### WORK TO COMPLETE:
In the entries below, how many lines contain the string "introduces"? Respond with the number only.

'''

PR #1945, opened 2022-09-14
Introduce a general horizontal remapper v2

AaronDonahue:
This commit introduces a horizontal remapping structure fashioned on the approach used in the component coupler.

The new horizontal remapper has better memory management, enabling the use of very fine resolution remapping (i.e. ne30->ne1024) without hitting OOM errors.

This commit also introduces a robust randomized test which compares the use of the remapper given local information or remapping data provided by file and comparing everything against a baseline.

This PR appears to be Non-BFB, but at a low relative difference.  This is attributable to applying the weights for remapping in a slightly different order than the original simulation.

Replaces #1891.


AaronDonahue:
Some memory usage and timing info is coming.  Also a better measure of the non-BFB ness.  In the meantime this can still be reviewed.

components/scream/src/physics/spa/spa_functions_impl.hpp
```diff
@@ -300,32 +301,30 @@ perform_vertical_interpolation(
...
-  });
-  // Determine the set of unique columns in this remapping
-  spa_horiz_interp.set_unique_cols();
+  auto& spa_gsmap = spa_horiz_interp.gsmap;
+  spa_gsmap = GSMap(spa_horiz_interp.m_comm,"SPA 1-1 Remap",dofs_gids,min_dof);
+  view_1d<gid_type> src_dofs("",1);
+  view_1d<Real>     src_wgts("",1);
+  auto dofs_gids_h = Kokkos::create_mirror_view(dofs_gids);
+  Kokkos::deep_copy(dofs_gids_h,dofs_gids);
+  for (int ii=0;ii<num_local_cols;ii++) {
```
ambrad, line 319: This is done once at model init, right?

components/scream/src/physics/spa/spa_functions_impl.hpp
```diff
@@ -334,113 +333,18 @@ template <typename S, typename D>
 void SPAFunctions<S,D>
 ::get_remap_weights_from_file(
```
ambrad, line 334: And, tbc, this routine is all run once and only at model init?

components/scream/src/physics/spa/spa_functions_impl.hpp
```diff
@@ -496,62 +400,60 @@ ::update_spa_data_from_file(
           SPAHorizInterp&       spa_horiz_interp,
           SPAInput&             spa_data)
 {
+  start_timer("EAMxx::SPA::update_spa_data_from_file");
```
ambrad, line 403: This routine is run once a month and is the possible performance bottleneck, right?

One thing that would help is to add a bunch of timers throughout this routine to assess the cost of each piece and report performance results in a comment. If the slowdown is in something other than reading the data from the file, then there's quite a lot that can be done to speed up the code.

I'm also fine with merging this PR and then doing a separate speedup PR.

ambrad (commented):
Is this supposed to be BFB for v1 tests? If so, please mark it as such in the PR header comment. It looks like a relevant test is failing on weaver, so I won't approve yet.

components/scream/src/physics/spa/spa_functions_impl.hpp
AaronDonahue: Yes, we only gather remap weights once.

components/scream/src/physics/spa/spa_functions_impl.hpp
AaronDonahue: I'll add more timers for my timing check and report back.

components/scream/src/physics/spa/spa_functions_impl.hpp
AaronDonahue: yes, just once, for cases where there is no remap.  Such as in an ne30np4 case where the data is already on the native grid.

components/scream/src/physics/spa/spa_functions.hpp
```diff
@@ -149,46 +150,14 @@ struct SPAFunctions
     // The weights stores the remapping weight to be applied to the source grid data for this location
     //   in the target data.
     SPAHorizInterp() = default;
-    SPAHorizInterp(const int length_)
+    SPAHorizInterp(const ekat::Comm& comm)
```
jeff-cohere, line 153: Let's add the `explicit` keyword to this single-argument constructor.

components/scream/src/physics/spa/spa_functions.hpp
```diff
@@ -149,46 +150,14 @@ struct SPAFunctions
...
     {
-      length = length_;
-      weights = view_1d<Real>("",length_);
-      source_grid_loc = view_1d<Int>("",length_);
-      target_grid_loc = view_1d<Int>("",length_);
+      m_comm = comm;
     }
+    // Horizontal Remap
+    GSMap gsmap;
```
jeff-cohere, line 158: Should we call this type `HorizontalRemap` or `HorizontalMapping` or ...?

components/scream/src/physics/spa/spa_functions_impl.hpp
jeff-cohere: Worth documenting in the comment above the function?

components/scream/src/physics/spa/spa_functions_impl.hpp
jeff-cohere: als0 als0 doc

components/scream/src/share/grid/remap/horizontal_remap_utility.hpp
```diff
@@ -0,0 +1,163 @@
...
+#include "share/scream_types.hpp"
+#include "ekat/kokkos/ekat_subview_utils.hpp"
+
+#include <numeric>
+
+namespace scream {
+
+/*===============================================================================================*/
+/*                                        GSSegment
+ * Lightwieght structure to represent a single remapping of source data to a single column.
```
jeff-cohere, line 15: Lightwieght -> Lightweight. Also, worth saying "single target column" instead of "single column"?

components/scream/src/share/grid/remap/horizontal_remap_utility.hpp
```diff
@@ -0,0 +1,163 @@
...
+ *     Y_target = sum_(n=1)^N ( w_n * Y_source_n )
+ * See description of GSMap structure for more details on the mapping.
+ *
+ * This structure is used to organize the overall horizontal remapping stored in the GSMap structure.
+ * Each segment represents a single target column in the GSMap.
```
jeff-cohere, line 20: Ah, I see you used the term here. Great.

components/scream/src/share/grid/remap/horizontal_remap_utility.hpp
```diff
@@ -0,0 +1,163 @@
...
+  // Getter Functions
+  gid_type get_dof()     const { return m_dof; }
+  Int      get_dof_idx() const { return m_dof_idx; }
+  Int      get_length()  const { return m_length; }
+  view_1d<gid_type> get_source_dofs() const { return m_source_dofs; }
+  view_1d<Int>      get_source_idx()  const { return m_source_idx; }
+  view_1d<Real>     get_weights()     const { return m_weights; }
+ 
+  // TODO: Not sure why, but this can't be set as private, otherwise `set_dof_idx` doesn't work. 
+  Int      m_dof_idx = -999; // The degree of freedom w.r.t. to the local index for this map
```
jeff-cohere, line 64: Why are you initializing this variable here and not in the constructor?

jeff-cohere: Also, is there a different between `int` and `Int`? If not, let's ditch `Int`.

components/scream/src/share/grid/remap/horizontal_remap_utility.hpp
```diff
@@ -0,0 +1,163 @@
...
+  template <typename S>
+  using view_2d = typename KT::template view_2d<S>;
+  
+  template <typename S>
+  using view_3d = typename KT::template view_3d<S>;
+
+  
+public:
+  // Constructors/Destructor
+  virtual ~GSMap() = default;
```
jeff-cohere, line 112: Doesn't need to be virtual

components/scream/src/share/grid/remap/horizontal_remap_utility.hpp
```diff
@@ -0,0 +1,163 @@
...
+
+  // Getter functions
+  view_1d<gid_type>      get_unique_source_dofs() const { return m_unique_dofs; }
+  Int                    get_num_unique_dofs() const { return m_num_unique_dofs; }
+  Int                    get_num_of_dofs() const { return m_num_dofs; }
+  std::vector<GSSegment> get_map_segments() const { return m_map_segments; }
+  Int                    get_num_of_segments() const { return m_num_segments; }
+  
+
+protected:
```
jeff-cohere, line 141: Can be `private`

components/scream/src/share/grid/remap/horizontal_remap_utility.hpp
```diff
@@ -0,0 +1,163 @@
...
+  Int                    get_num_of_dofs() const { return m_num_dofs; }
+  std::vector<GSSegment> get_map_segments() const { return m_map_segments; }
+  Int                    get_num_of_segments() const { return m_num_segments; }
+  
+
+protected: 
+
+  // Global degrees of freedom information on target grid
+  view_1d<gid_type> m_dofs_gids;
+  Int               m_num_dofs = 0;
```
jeff-cohere, line 145: Use `int` unless there's a reason to use `Int`

components/scream/src/share/grid/remap/horizontal_remap_utility.cpp
```diff
@@ -0,0 +1,543 @@
...
+    auto seg = m_map_segments[iseg];
+    auto seg_dof_idx = seg.get_dof_idx();
+    auto remap_sub = Kokkos::subview(remapped_data,seg_dof_idx,Kokkos::ALL);
+    seg.apply_segment(num_levs, source_data, remap_sub);
+  }
+  stop_timer("EAMxx::GSMap::apply_remap_2d");
+}
+/*-----------------------------------------------------------------------------------------------*/
+// This overload of apply remap assumes a set of horizontal slices of source data being mapped onto
+// a set horizontal slices of remapped data.  The assumption is that there are levels and one other
```
jeff-cohere, line 416: a set "of" horizontal slices?

jeff-cohere (approved):
Looks good to me. I left several minor comments. Up to you whether to incorporate my suggestions before you merge. Approving, assuming the test failing only because of the minor changes in data from the reordered ops you mentioned.

components/scream/src/share/grid/remap/horizontal_remap_utility.hpp
bartgol: Re `int` vs `Int`. I think the odds we'll ever switch the typedef to something different from `int` are miniscule. I always use `int`, but that's my preference. OTOH, I'm in favor of using `intXYZ_t` (X=64,32.16...) when the size is important.

bartgol: As for init-ing at declaration time (inside the class), I like it, actually. It is especially useful when the value is something true, regardless of which ctor is called (I use it a lot for stuff like `m_is_inited`, which should always be false upon construction).

More info: https://isocpp.org/wiki/faq/cpp11-language-classes#member-init

AaronDonahue:
>Is this supposed to be BFB for v1 tests? If so, please mark it as such in the PR header comment. It looks like a relevant test is failing on weaver, so I won't approve yet.
@ambrad it is in principle BFB but it turns out to be technically non-BFB at a relatively small error.  My hypothesis is that because we looping through the weights in the cumulative sum slightly differently that we get small changes and hence cprnc reports DIFF.  Interestingly that only happens for the two ERS tests.  So maybe that's a legit fail that needs to be investigated.

As for the `weaver` fail, that is for a spa unit test apply the remap and only happens for SP and looks like a tolerance thing in a X==Y check.  Although the tolerance appears to be higher than 100*macheps but smaller than 1000*macheps.  So again, maybe a real error, although this doesn't happen for any other SP tests and doesn't happen at all in the DP tests.  And only happens on weaver.

components/scream/src/share/grid/remap/horizontal_remap_utility.hpp
AaronDonahue: Yes, my motivation for init'ing like this is because this is the init value regardless of constructor.  As for `int` vs. `Int`.  I'm pretty agnostic on the syntax.  I can switch everything to `int`.  I recall we tried sticking with `Int` as a declared SCREAM type near the beginning of the project, like 'Real', and I've tried to stick with that convention ever since.

components/scream/src/physics/spa/spa_functions.hpp
AaronDonahue: Great. I'll change the name.  We hadn't settled the debate in the old PR so I stuck with GSMap and made sure it would be something I could easily find/replace.  I'll use `HorizontalRemap` unless there is a strong favor for the other suggestion.

AaronDonahue:
@bartgol , @ambrad , @jeff-cohere with regards to the failed test on weaver in sp.  I'm in favor of using the 1000*macheps tolerance to get it passing rather than chase down exactly why it isn't exactly ==.  More for the sake of time.  TBH, this test is old and I don't think I did a really good job setting it up.  It checks that SPA read data and remapped it, which is essentially a repeat of the newer better test this PR brings in.  It's good to check if someone misues the remapper in the SPA infrastructure, so we should keep it, but I'm not bothered that at SP it's not perfect.

I'm open to push back from you though.

AaronDonahue:
Re: the two DIFFs for ERP and ERS respectively.  The main difference between passing and DIFFing tests is that both optimized runs don't pass baselines, the other three are debug `_D` builds.  Could someone w/ access to `mappy` check if those DIFFs with the baseline are large, or relatively small?  Is it reasonable to expect that when we do something like change loop order an optimized build may have a small DIFF?

bartgol:
> /ascldap/users/e3sm-jenkins/acme/scratch/ERS_Ln9.ne4_ne4.F2000-SCREAMv1-AQP1.mappy_gnu9.C.20220915_131857_lxaqd5

They're large:

```
RMS PotentialTemperature             2.8247E-02            NORMALIZED  5.6301E-05
```

ambrad:
@bartgol I'm thinking that error is actually fine. Any perturbation in a simulation tends to lead to errors of that magnitude in the final time step.

ambrad (approved):
Sorry I missed the bit in the PR header comment describing the change in summation order. I agree that will lead to non-BFB results.

bartgol:
Is the read from data test comparing the value computed by `update_spa_data_from_file` with the analytic formula used to generate the data? Does the update do time/space interpolation in the process? And does interpolation perform any reduction? If so, then I guess we could expect the order of ops to be different when it runs on GPU. But I would not expect *huge* diffs.

One thing we could do is to use small integers for weights and data (few non-integers powers of 2 also work). That way we can be sure that the order of ops is not impacting the result.

AaronDonahue:
> 

Yes, I created a netCDF file of SPA data using python and a netCDF remap file of weights following the convection w_n = 1/2^(n+1) with the last weight adjusted so sum(w_n)=1.0.  But in SP with something like 20 columns in the mapping I'm guessing that 1/2^n is a bad choice for weight.  Is that a correct assumption.  I would be in favor of overhauling this test altogether.  Probably following the example in the horizontal_remap test I created here.  Making the map and weights on the fly, writing to file and then using SPA and that file to get SPA values.  Then we can compare directly and in the appropriate precision.

AaronDonahue:
This now looks like its passing everywhere we expect and we just have the two DIFFs on mappy CIME cases which we've discussed.  I have one more requested change - the name of the structure.  Then, if it passes another round of testing I will manually merge, considering that those changes are cosmetic and shouldn't impact the approval status.

Note, I went ahead and loosened the tolerance for the one test that failed SP on weaver.  There is still time to push back on that.

components/scream/src/physics/spa/spa_functions_impl.hpp
AaronDonahue: @ambrad , @jeff-cohere and @bartgol .  The preliminary timer info is in and it looks pretty bad for the apply_remap call for the 4 banded variables which are 3D.   Here's a taste of timing on summit, ne30pg2

```
"a_i:EAMxx::SPA::update_spa_data_from_file"                -         30       30 6.000000e+01   6.618477e+03   220.617 (    10      0)   220.614 (     1      0)
"a_i:EAMxx::SPA::update_spa_data_from_file::read_data"     -         30       30 6.000000e+01   3.921619e+02    13.074 (    11      0)    13.070 (    19      0)
"a_i:EAMxx::SPA::update_spa_data_from_file::apply_remap"   -         30       30 6.000000e+01   6.055629e+03   207.534 (     4      0)   196.535 (    24      0)
"a_i:EAMxx::GSMap::apply_remap_1d"                         -         30       30 6.000000e+01   1.459733e+00     0.050 (     4      0)     0.047 (    23      0)
"a_i:EAMxx::GSMap::apply_remap_2d"                         -         30       30 6.000000e+01   1.038210e+02     3.574 (     4      0)     3.381 (    24      0)
"a_i:EAMxx::GSMap::apply_remap_3d"                         -         30       30 2.400000e+02   5.949352e+03   203.876 (     4      0)   193.073 (    24      0)
"a_i:EAMxx::SPA::update_spa_data_from_file::copy_and_pad"  -         30       30 6.000000e+01   1.470893e-02     0.001 (    16      0)     0.000 (    21      0)
```

There are 14 swbands and 16 lwbands in the third dimension, and 4 of those in total, so 3*14 + 16 = 58.  So 3D remapping is 58X more work.  So that explains why 3D remapping is around 60X more time.

I'm running more timing so I can compare master.  But I mention this now in case it can spur creative ideas about speeding up this chunk of code.  It is the biggest bottleneck that I can see.

AaronDonahue: Here is current `master`, same run

```
"a_i:EAMxx::SPA::update_spa_data_from_file"               -         30       30 6.000000e+01   4.059888e+02    13.538 (    25      0)    13.531 (     3      0)
"a_i:EAMxx::SPA::update_spa_data_from_file::read_data"    -         30       30 6.000000e+01   3.368266e-01     0.016 (    25      0)     0.009 (     0      0)
"a_i:EAMxx::SPA::update_spa_data_from_file::apply_remap"  -         30       30 6.000000e+01   3.573152e+02    13.512 (     0      0)    10.239 (     1      0)
```

Note, here remapping is one monolithic set of for loops, so there is no breakdown by dimension like above.  Still, looking at more than 10X a slowdown overall.  Current hypothesis is the host/device copies in the new remapper.  This can be improved, so I am going to investigate next.

ambrad: Just to be clear, these timers are for init (a_i prefix => atm init). 1. Do these same timers apply when time stepping? 2. That aside, my sense is that this init time is really bad, perhaps the vast majority of the init time for this case (ne30pg2 on 5 nodes of Summit, I suspect). True?

AaronDonahue: The times I report above are the sum of all times the "update_spa_data" is called.  In this case twice, at initialization.  If I ran for at least a month there would be another 3rd call then to update to the next month of data.   But more to the point, yes, a huge % of init is in this one section.  Total init times are

```
master:
"a_i:EAMxx::init"                                         -         30       30 1.800000e+02   7.822712e+02    26.098 (    10      0)    26.053 (    12      0)
new remap:
"a_i:EAMxx::init"                                          -         30       30 1.800000e+02   6.977105e+03   232.574 (    10      0)   232.555 (     1      0)
```

Just to be clear.  SPA initialization calls the data update twice to get things started.  But updating data is called once per month.

ambrad: Ok, thanks. Staying completely on host, as discussed on slack, seems like the obvious alternative to try.

AaronDonahue:
@ambrad , I have confirmed that switching to doing everything on Host for applying the remapper sped everything up by ~20X.  It may be possible to eventually switch everything to Device.  But in the interest of time I am going to push my changes for an all-Host application of the remapper and then we can build from there.

AaronDonahue:
@jeff-cohere , I just made the changes to the syntax.  I think this PR should be ready to merge pending one last AT run.

bartgol:
Can I ask what "Segment" is referring to in this context?

AaronDonahue:
> Can

Absolutely.  It is just organizational.  In the remapping we have N source cols which map to 1 target column.  Here I am calling this part of the mapping a "remap segment".   The motivation came from reading what is done in CPL for their mapping.  That being said, I'm not strictly wedded to this feature if we want to go a different route.  

Although, in the interest of the science campaign runs it might be good to keep segments for now and revisit in the future, so that this PR can get in sooner than later.

jeff-cohere:
Looks like the build/test workflow timed out under Blake. Is this something we've been seeing? Do we need to trim some fat or add to the 180 minute threshold?

components/scream/src/share/grid/remap/horizontal_remap_utility.hpp
```diff
@@ -0,0 +1,165 @@
...
+namespace scream {
+
+/*===============================================================================================*/
+/*                                        HorizontalMapSegment
+ * Lightweight structure to represent a single remapping of source data to a single target column.
+ *     Y_target = sum_(n=1)^N ( w_n * Y_source_n )
+ * See description of HorizontalMap structure for more details on the mapping.
+ *
+ * This structure is used to organize the overall horizontal remapping stored in the HorizontalMap structure.
+ * Each segment represents a single target column in the HorizontalMap.
```
jeff-cohere, line 20: Thanks for these comments!

components/scream/src/share/grid/remap/horizontal_remap_utility.hpp
```diff
@@ -0,0 +1,165 @@
...
+
+  // Getter functions
+  view_1d<gid_type>      get_unique_source_dofs() const { return m_unique_dofs; }
+  int                    get_num_unique_dofs() const { return m_num_unique_dofs; }
+  int                    get_num_of_dofs() const { return m_num_dofs; }
+  std::vector<HorizontalMapSegment> get_map_segments() const { return m_map_segments; }
+  int                    get_num_of_segments() const { return m_num_segments; }
+  long long              get_peak_memory_usage() const { return m_peak_mem_usage; }
+  
+protected:
```
jeff-cohere, line 140: Can be changed to `private` since this is not a base class.

jeff-cohere (dismissed):
Thanks for all the comments, Aaron. I made a pass and I believe it's easier for someone to figure out what's going on now. Approving subject to resolving test failures (and the comments of others, of course).

AaronDonahue:
> Looks like the build/test workflow timed out under Blake. Is this something we've been seeing? Do we need to trim some fat or add to the 180 minute threshold?

There were some mem usage statistics left in the PR that were slowing things down due to an all-reduce.  I've removed that commit so things should run faster now.

AaronDonahue:
@jeff-cohere , @bartgol and/or @ambrad .  I think this is finally ready.  I've stripped the mem usage changes, `blake` now finishes, when before it timed out, and the only FAILS are two DIFFs on `mappy`.  I suppose my only outstanding concern is that we are not non-BFB for all of the CIME based tests.  But maybe I'm missing something?

AaronDonahue:
For context.  I ran master and this branch for the `homme_shoc_cld_spa_p3_rrtmgp` test and did a cprnc comparison on the two output files and they match.  So it would seem to be BFB, at least in that context.

ambrad:
> I suppose my only outstanding concern is that we are not non-BFB for all of the CIME based tests. But maybe I'm missing something?

I think the key question is whether in the matrix-vector product `y = A*x`, `y(i) = A(i,:)*x` is being computed with a different column order than in the original SPA impl. If yes, then we should expect all nontrivial tests to diff a little.

AaronDonahue:
> > I suppose my only outstanding concern is that we are not non-BFB for all of the CIME based tests. But maybe I'm missing something?
> 
> I think the key question is whether in the matrix-vector product `y = A*x`, `y(i) = A(i,:)*x` is being computed with a different column order than in the original SPA impl. If yes, then we should expect all nontrivial tests to diff a little.

Yes, I think that is safe to say.

ambrad (approved):

jeff-cohere (approved):

AaronDonahue:
@bartgol are you good with me merging this now?

components/scream/src/share/grid/remap/horizontal_remap_utility.cpp
```diff
@@ -0,0 +1,543 @@
...
+  chunk_displacement[0] = 0;
+  total_num_chunks = num_chunks_per_rank[0];
+  for (int ii=1; ii<num_ranks; ii++) {
+    chunk_displacement[ii] = total_num_chunks;
+    total_num_chunks += num_chunks_per_rank[ii];
+  }
+  int* buff_dof = (int*)calloc(total_num_chunks, sizeof(int));
+  int* buff_sta = (int*)calloc(total_num_chunks, sizeof(int));
+  int* buff_len = (int*)calloc(total_num_chunks, sizeof(int));
+  MPI_Allgatherv(chunk_dof.data(),  chunk_dof.size(),MPI_INT,buff_dof,num_chunks_per_rank,chunk_displacement,MPI_INT,m_comm.mpi_comm());
```
bartgol, line 123: FYI, `ekat::Comm` has some interfaces that make MPI calls a bit more understandable.

AaronDonahue: I looked into that for `allgather` but if I recall either the `allgatherv` wasn't an option, or I kept hitting an error when I tried the implementation in this context.

bartgol: Ah, I missed the `v` part, sorry.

'''

### YOUR RESPONSE:
2